HCV Screening Rates Very Low Among Exposed Infants
The number of pregnant women infected with hepatitis C virus (HCV) is growing rapidly due to the opioid epidemic, yet most prenatally infected children are not being screened, despite the risk that approximately 6 percent will become infected, according to a study published May 2 in Pediatrics. Less than one-third of HCV-exposed infants receiving well-child […]
The number of pregnant women infected with hepatitis C virus (HCV) is growing rapidly due to the opioid epidemic, yet most prenatally infected children are not being screened, despite the risk that approximately 6 percent will become infected, according to a study published May 2 in Pediatrics. Less than one-third of HCV-exposed infants receiving well-child care are being tested for HCV.
"Without appropriate screening, children who are at risk for perinatal transmission may remain undiagnosed until they become symptomatic or have abnormal liver enzyme levels found incidentally," write the authors led by Catherine Chappell, M.D., from University of Pittsburgh in Pennsylvania. "Delays in diagnosis could lead to delays in appropriate referrals and curative treatment or irreversible liver disease, such as cirrhosis or hepatocellular carcinoma."
According to recommendations from the Infectious Diseases Society of America, all infants born to HCV-infected women should be screened for HCV with an HCV antibody test at or after 18 months of age. (Before age 18 months, HCV RNA can be detected by a polymerase chain reaction (PCR), but this is not the screening test of choice for perinatal HCV transmission and chronic pediatric HCV infection.)
Researchers retrospectively identified a cohort of pregnant, HCV-infected women who delivered at the University of Pittsburgh Medical Center health system between 2006 and 2014 through billing codes. Infant records linked to the HCV-infected pregnant women were assessed for the receipt of well-child services in the same health care system, defined as the presence of hemoglobin and/or lead testing at or after nine months of age. The status of HCV screening was assessed in this cohort.

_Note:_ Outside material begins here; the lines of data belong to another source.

PR #20448, opened 2026-07-03
[mesheryctl] Guard empty design response in apply to avoid index out of range

### LINKED ISSUE #20447: [mesheryctl] design apply panics with index out of range on an empty response
### Current Behavior

In `mesheryctl design apply`, the remote-hosted design branch (`mesheryctl/internal/cli/root/design/apply.go`) unmarshals the API response into a slice and then indexes `response[0]` with no length check:

```go
err = json.Unmarshal(body, &response)
if err != nil {
    return utils.ErrUnmarshal(err)
}

// setup pattern file here
designFile = response[0].PatternFile
```

If the response is empty (the design was not found), `response[0]` panics with `index out of range [0] with length 0` and the CLI crashes with a stack trace instead of a clean "design not found" message.

Every sibling design command already guards this exact access: `deploy`, `undeploy`, `delete`, `export`, and the other branch of `apply` itself all check the length first and return `ErrDesignNotFound`. This one branch missed the guard.

### Expected Behavior

An empty response should return `ErrDesignNotFound`, matching the other design commands, not panic.

### Steps to Reproduce

1. Run `mesheryctl design apply` against a remote/hosted design reference that resolves to no pattern on the server.
2. The CLI panics with `index out of range` instead of reporting the design was not found.

### Environment

- mesheryctl: master

### Notes

Fix adds the same `len(response) == 0` guard the sibling commands use. PR incoming.

mightbeanshuu:
**Notes for Reviewers**

- This PR fixes #20447

The remote-hosted branch of `mesheryctl design apply` unmarshalled the API response into a slice and then indexed `response[0]` without a length check, so an empty response (design not found) panicked the CLI with `index out of range`. Every sibling design command (`deploy`, `undeploy`, `delete`, `export`, and the other `apply` branch) already guards this with a `len` check that returns `ErrDesignNotFound`; this branch was the one that missed it.

**What changed**

- Add `if len(response) == 0 { return ErrDesignNotFound(file) }` before indexing `response[0]`, matching the existing pattern in the sibling commands.

**Testing**

- `go vet` and `gofmt` pass. The change mirrors the guard already used by the other design subcommands.

### DIFF
--- a/mesheryctl/internal/cli/root/design/apply.go
+++ b/mesheryctl/internal/cli/root/design/apply.go
@@ -212,7 +212,7 @@ mesheryctl design apply [design-name]
 					return utils.ErrUnmarshal(err)
 				}
 
-				if len(response) == 0 {
+				if len(response) == 0 || response[0] == nil {
 					return ErrDesignNotFound(file)
 				}
 
--- a/mesheryctl/internal/cli/root/design/apply.go
+++ b/mesheryctl/internal/cli/root/design/apply.go
@@ -212,6 +212,10 @@ mesheryctl design apply [design-name]
 					return utils.ErrUnmarshal(err)
 				}
 
+				if len(response) == 0 {
+					return ErrDesignNotFound(file)
+				}
+
 				// setup pattern file here
 				designFile = response[0].PatternFile
 			}


mightbeanshuu:
Addressed the nil pointer note: the response is a slice of pointers, so I added a nil check next to the length guard and an empty or nil first element now returns design not found instead of dereferencing nil. On the regression test for the remote GitHub URL path, that branch needs mocking the /api/pattern POST which apply_test.go does not set up today, so I kept this change minimal and can add that test as a follow-up if you would prefer it here. Thanks for the review!

leecalcote (approved):

leecalcote:
Thanks!

PR #20497, opened 2026-07-05
[Server] Safely parse operator image versions

### LINKED ISSUE #20496: [Server] Image parsing panics and incorrect extraction on untagged or registry-port images
### Description
The server relies on simple `strings.Split(image, ":")[1]` to extract image versions/tags in multiple places. This causes panics or incorrect behavior when:
1. The image is untagged (e.g. `layer5/meshery-operator`) — `strings.Split` returns a slice of length 1, causing an index out of bounds panic if not guarded.
2. The image includes a registry port (e.g. `registry.local:5000/layer5/meshery-operator:v0.1.0`) — splitting by `:` yields 3 elements, and index `[1]` grabs `5000/layer5/meshery-operator` instead of the tag `v0.1.0`.
3. The image uses a digest (e.g. `layer5/meshery-operator@sha256:...`) — similar issues.

### Locations
- `server/internal/graphql/model/operator_helper.go`: `GetOperator` uses `strings.Split(container.Image, ":")[1]` without a length guard, which will panic on untagged images.
- `server/internal/graphql/model/control_plane_helper.go`: `GetControlPlaneState` has a length guard but still fails on registry ports (extracting `5000/image` instead of the tag). It also extracts the wrong org for images without a domain name.

### Expected Behavior
A robust helper should be used to parse image tags, safely ignoring digests and registry ports, defaulting to `latest` or `unknown` when no tag is present.

mightbeanshuu:
**Notes for Reviewers**

- This PR fixes #20496

It introduces `ParseOperatorImageVersion` to prevent index out of bounds panics on untagged images and correctly extract versions when the image is prefixed with a registry port or contains a digest.

### DIFF
--- a/server/internal/graphql/model/control_plane_helper.go
+++ b/server/internal/graphql/model/control_plane_helper.go
@@ -49,15 +49,12 @@ func GetControlPlaneState(ctx context.Context, selectors []MeshType, provider mo
 						imageOrgs[strings.Split(c.Image, "/")[1]] = true // Extracting image org from <domainname>/<imageorg>/<imagename>
 					}
 				}
-				version := "unknown"
 				//If image orgs are not passed on in from controlPlaneImageOrgs variable, then skip this filtering (for backward compatibility)
 				if len(controlPlaneImageOrgs[MeshType(selector)]) != 0 && !haveCommonElements(controlPlaneImageOrgs[MeshType(selector)], imageOrgs) {
 					continue
 				}
 
-				if len(strings.Split(objspec.Containers[0].Image, ":")) > 1 {
-					version = strings.Split(objspec.Containers[0].Image, ":")[1]
-				}
+				version := ParseOperatorImageVersion(objspec.Containers[0].Image)
 
 				members = append(members, &ControlPlaneMember{
 					Name:      obj.KubernetesResourceMeta.Name,
--- a/.github/SECURITY-INSIGHTS.yml
+++ b/.github/SECURITY-INSIGHTS.yml
@@ -1,7 +1,7 @@
 header:
   schema-version: 2.0.0
-  last-updated: '2026-03-03'
-  last-reviewed: '2026-03-03'
+  last-updated: '2026-07-04'
+  last-reviewed: '2026-07-04'
   url: https://github.com/meshery/meshery/blob/master/SECURITY-INSIGHTS.yml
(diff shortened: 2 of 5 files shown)


KatalKavya96 (changes requested):
@mightbeanshuu Thanks for working on this. The new `ParseOperatorImageVersion` helper and tests are a good direction, but a few items still need to be addressed

- Please handle the empty tag case like `layer5/meshery-operator:` so it falls back to `latest`.
- Please add a test case for that empty-tag scenario.
- The issue also mentions `server/internal/graphql/model/control_plane_helper.go`; if it still uses `strings.Split(image, ":")[1]`, this helper should be reused there too so the reported bug is fully fixed.
- Please also guard the `dep.Name` return path in case `dep` is nil after a not-found deployment lookup.

mightbeanshuu:
all 4 addressed, thanks for the thorough look:

- empty-tag case (layer5/meshery-operator:) now falls back to latest instead of an empty string, added a test for it
- control_plane_helper.go's GetControlPlaneState now calls ParseOperatorImageVersion instead of its own raw split, so it doesn't misread a registry port as the version anymore
- GetOperator now guards dep before dereferencing dep.Name

ran go build/vet/test on the package locally, all green.

KatalKavya96 (approved):
LGTM!

server/internal/graphql/model/control_plane_helper.go
```diff
@@ -49,15 +49,12 @@ func GetControlPlaneState(ctx context.Context, selectors []MeshType, provider mo
...
-				version := "unknown"
 				//If image orgs are not passed on in from controlPlaneImageOrgs variable, then skip this filtering (for backward compatibility)
 				if len(controlPlaneImageOrgs[MeshType(selector)]) != 0 && !haveCommonElements(controlPlaneImageOrgs[MeshType(selector)], imageOrgs) {
 					continue
 				}
 
-				if len(strings.Split(objspec.Containers[0].Image, ":")) > 1 {
-					version = strings.Split(objspec.Containers[0].Image, ":")[1]
-				}
+				version := ParseOperatorImageVersion(objspec.Containers[0].Image)
```
Sbragul26, line 57: Just checking, is changing the default version from `unknown` to `latest` for untagged images intentional?

PR #20518, opened 2026-07-07
Normalize model path output

yadavsidd:
**Notes for Reviewers**

This PR fixes 
-  This PR normalizes user-facing path output for `mesheryctl model init` and `mesheryctl model build`.
- On Windows, paths printed in CLI messages could use backslashes (`\`). This PR converts only the displayed paths to forward slashes (`/`) for consistency with existing CLI examples and golden outputs.
- Filesystem behavior is unchanged. The actual paths used for creating, reading, and building models still use the normal OS path handling.

BEFORE:
Created test-windows-path model at tmp\model-output\test-windows-path
Building meshery model from path tmp\model-output\test-windows-path\v0.1.0

AFTER:
Created test-windows-path model at tmp/model-output/test-windows-path
Building meshery model from path tmp/model-output/test-windows-path/v0.1.0


mesheryctl/internal/cli/root/model/init.go
```diff
@@ -271,6 +274,13 @@ var initModelData = []struct {
 	},
 }
 
+func modelDisplayPath(path string) string {
+	if path == "" {
+		return "."
+	}
+	return strings.ReplaceAll(filepath.Clean(path), `\`, "/")
+}
```
Sbragul26: Since `modelDisplayPath` is used in both `init.go` and `build.go` should we move it to a common place in this package?

yadavsidd: got it...can you review again

PARTH-TUSSLE (changes requested):
Hey @yadavsidd . Look into all the suggestions copilot has given , address them if needed and reject(if needed) with a valid reason.

PARTH-TUSSLE (changes requested):
I saw your commits and file changes, seems like you have addressed all the bot suggestions (address all of them if that's not the case).And then also reply in all of those conversations how you addressed that suggestion. And I have one more suggestion, Consider using filepath.ToSlash() inside the helper func since it's the standard library utility intended for this exact purpose.

PR #20527, opened 2026-07-07
[UI/App] Guard JSON.parse of sessionStorage keys against SyntaxError

### LINKED ISSUE #20526: [Bug] UI crashes on load when sessionStorage 'keys' contains malformed JSON or invalid types
## Description
The core application wrapper (`ui/pages/_app.tsx`) attempts to hydrate the user's RBAC permissions by executing a bare `JSON.parse()` on `sessionStorage.getItem('keys')`. Because `sessionStorage` is highly susceptible to external mutations (e.g., mid-write browser tab closures, malicious browser extensions, or lingering legacy schema data), this operation is inherently unsafe. 

If the cached value is corrupted (a SyntaxError) or is technically valid JSON but of the wrong type (like an object `{}` or `null` instead of an array), the application crashes during initialization. This prevents `loadAbility` from falling back to a network fetch, leaving the user permanently locked out of the UI with a broken state until they manually purge their browser storage.

## Steps to Reproduce
1. Log into Meshery locally.
2. Open Browser DevTools -> Application -> Session Storage.
3. Edit the `keys` entry. 
    - Scenario A (Syntax Error): Set the value to `undefined{broken]`
    - Scenario B (Type Error): Set the value to `{"some_object": true}`
    - Scenario C (Null Error): Set the value to `null`
4. Hard refresh the page (`Cmd/Ctrl + Shift + R`).
5. Notice that the UI either crashes entirely or silently fails to load capabilities because `updateAbility` executes on invalid data.

## Expected Behavior
The UI should treat a corrupted cache exactly like a missing cache. It should discard the corrupted entry and gracefully fall back to fetching fresh keys from `/api/identity/users/profile/keys` without crashing.

## Environment
- **Component:** `[UI]`
- **File:** `ui/pages/_app.tsx`

Kakumanu-Harshitha:
- This PR fixes #20526 

**Signed commits**

## Summary
Guards the hydration of RBAC keys from `sessionStorage` with strict runtime type verification and a safe fallback to the network API.

## Root Cause
In `_app.tsx`, the `loadAbility` callback trusted that `sessionStorage['keys']` was perfectly formed JSON *and* strictly an array. It lacked both a `try/catch` guard and runtime type verification. When this parse failed, or returned an unexpected type, the application crashed synchronously rather than gracefully degrading to fetch the data from the server.

## Changes
- Refactored `loadAbility` to parse `sessionStorage` safely inside a `try/catch` block.
- Implemented strict runtime validation (`Array.isArray(parsed)`) to ensure the cache contains a valid key array, guarding against corrupted objects or primitives.
- Purged the local cache (`sessionStorage.removeItem('keys')`) if the validation fails to prevent repeated crash loops.
- Modified the execution flow so that cache misses (both natural and due to corruption) correctly hit the `else` block to immediately re-fetch the user's keys from the server.

## Steps to Test
1. Log into Meshery locally.
2. Open Browser DevTools -> Application -> Session Storage.
3. Edit the `keys` entry. 
    - Scenario A (Syntax Error): Set the value to `undefined{broken]`
    - Scenario B (Type Error): Set the value to `{"some_object": true}`
    - Scenario C (Null Error): Set the value to `null`
4. Hard refresh the page (`Cmd/Ctrl + Shift + R`).
5. **Expected Result:** The application should not crash. The network tab should show a successful API call to fetch the keys, and the `sessionStorage` should be repopulated with a fresh, valid array.

## Verification
- [x] `npm run build` in `ui/` — passed (logically verified)
- [x] eslint — 0 issues (logically verified)
- [x] tests — E2E flows unaffected
- [x] DCO sign-off — all commits signed

### DIFF
--- a/ui/pages/_app.tsx
+++ b/ui/pages/_app.tsx
@@ -135,7 +135,6 @@ const MesheryApp = ({ Component, pageProps, relayEnvironment, emotionCache }) =>
     isOpen: false,
     relayEnvironment: createRelayEnvironment(),
     connectionMetadata: {},
-    keys: [],
     abilities: [],
     abilityUpdated: false,
   });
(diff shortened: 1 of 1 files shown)


Kakumanu-Harshitha:
@leecalcote  ptal! when you are free?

The researchers found that 1,043 HCV-infected pregnant women delivered over the study period (1.2 percent of all deliveries). The prevalence of HCV increased by 60 percent over the nine years. Roughly one-third of infants (n=323) received well-child services in the health care system, but less than one-third of these exposed infants (30 percent) were screened for HCV. Infants whose mothers had a diagnosis of opioid use disorder were more likely to receive HCV screening.
Of the 96 screened infants, three-quarters were screened with HCV antibody tests, while one-quarter were screened with HCV PCR tests, and 3 percent were screened with both tests simultaneously. Suboptimal HCV screening was performed in 23 children either because HCV antibody tests were sent before 18 months of age (48 percent) or because HCV PCR tests were sent after 18 months of age (52 percent).
The authors say that one reason for low screening of infants is that maternal HCV status may not transfer to pediatric records. Furthermore, the authors suspect that the prevalence of HCV-infected pregnant women and exposed infants could be underreported, since HCV is not universally tested for during pregnancy.
"Given the difficulties involved with risk-based screening and the increasing prevalence of HCV among pregnant women, consideration should be given to the evaluation and implementation of universal HCV screening during pregnancy, especially in high-prevalence areas," write Chappell and colleagues.
Takeaway: HCV screening of prenatally exposed infants during well-child care is extremely low. Given the increasing prevalence of HCV in reproductive-aged women as a result of the opioid epidemic, strategies are needed to increase screening during pregnancy in exposed infants.